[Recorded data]
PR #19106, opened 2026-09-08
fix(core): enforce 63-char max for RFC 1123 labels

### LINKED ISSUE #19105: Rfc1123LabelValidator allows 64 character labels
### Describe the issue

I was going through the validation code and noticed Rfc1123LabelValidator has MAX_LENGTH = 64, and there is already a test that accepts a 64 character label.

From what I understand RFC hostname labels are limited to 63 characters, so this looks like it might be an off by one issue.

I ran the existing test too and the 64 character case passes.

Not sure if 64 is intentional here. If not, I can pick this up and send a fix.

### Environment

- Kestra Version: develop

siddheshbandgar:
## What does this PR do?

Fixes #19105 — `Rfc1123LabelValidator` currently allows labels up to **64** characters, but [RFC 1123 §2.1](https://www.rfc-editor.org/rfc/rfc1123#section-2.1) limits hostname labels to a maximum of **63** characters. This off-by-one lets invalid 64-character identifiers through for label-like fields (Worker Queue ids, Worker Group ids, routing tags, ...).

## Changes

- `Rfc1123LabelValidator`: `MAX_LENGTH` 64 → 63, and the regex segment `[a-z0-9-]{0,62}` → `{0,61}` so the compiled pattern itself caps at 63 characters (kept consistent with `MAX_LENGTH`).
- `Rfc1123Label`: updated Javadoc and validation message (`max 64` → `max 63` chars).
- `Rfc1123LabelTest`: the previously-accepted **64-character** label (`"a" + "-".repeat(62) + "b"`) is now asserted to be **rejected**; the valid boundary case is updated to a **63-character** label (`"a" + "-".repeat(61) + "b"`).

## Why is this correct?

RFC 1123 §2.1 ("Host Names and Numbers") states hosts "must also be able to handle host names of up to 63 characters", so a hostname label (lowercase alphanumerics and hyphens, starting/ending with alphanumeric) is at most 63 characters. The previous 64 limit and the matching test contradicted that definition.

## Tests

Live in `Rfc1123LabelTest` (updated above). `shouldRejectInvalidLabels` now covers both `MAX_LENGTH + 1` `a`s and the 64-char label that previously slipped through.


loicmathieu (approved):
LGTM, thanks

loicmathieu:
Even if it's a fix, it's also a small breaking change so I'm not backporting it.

INSTRUCTIONS FOR THE TASK: Extract every line from the one containing "I ran the existing" through the last line of the data, inclusive, exactly as written.

RESULT FOR THIS TASK:
I ran the existing test too and the 64 character case passes.

Not sure if 64 is intentional here. If not, I can pick this up and send a fix.

### Environment

- Kestra Version: develop

siddheshbandgar:
## What does this PR do?

Fixes #19105 — `Rfc1123LabelValidator` currently allows labels up to **64** characters, but [RFC 1123 §2.1](https://www.rfc-editor.org/rfc/rfc1123#section-2.1) limits hostname labels to a maximum of **63** characters. This off-by-one lets invalid 64-character identifiers through for label-like fields (Worker Queue ids, Worker Group ids, routing tags, ...).

## Changes

- `Rfc1123LabelValidator`: `MAX_LENGTH` 64 → 63, and the regex segment `[a-z0-9-]{0,62}` → `{0,61}` so the compiled pattern itself caps at 63 characters (kept consistent with `MAX_LENGTH`).
- `Rfc1123Label`: updated Javadoc and validation message (`max 64` → `max 63` chars).
- `Rfc1123LabelTest`: the previously-accepted **64-character** label (`"a" + "-".repeat(62) + "b"`) is now asserted to be **rejected**; the valid boundary case is updated to a **63-character** label (`"a" + "-".repeat(61) + "b"`).

## Why is this correct?

RFC 1123 §2.1 ("Host Names and Numbers") states hosts "must also be able to handle host names of up to 63 characters", so a hostname label (lowercase alphanumerics and hyphens, starting/ending with alphanumeric) is at most 63 characters. The previous 64 limit and the matching test contradicted that definition.

## Tests

Live in `Rfc1123LabelTest` (updated above). `shouldRejectInvalidLabels` now covers both `MAX_LENGTH + 1` `a`s and the 64-char label that previously slipped through.


loicmathieu (approved):
LGTM, thanks

loicmathieu:
Even if it's a fix, it's also a small breaking change so I'm not backporting it.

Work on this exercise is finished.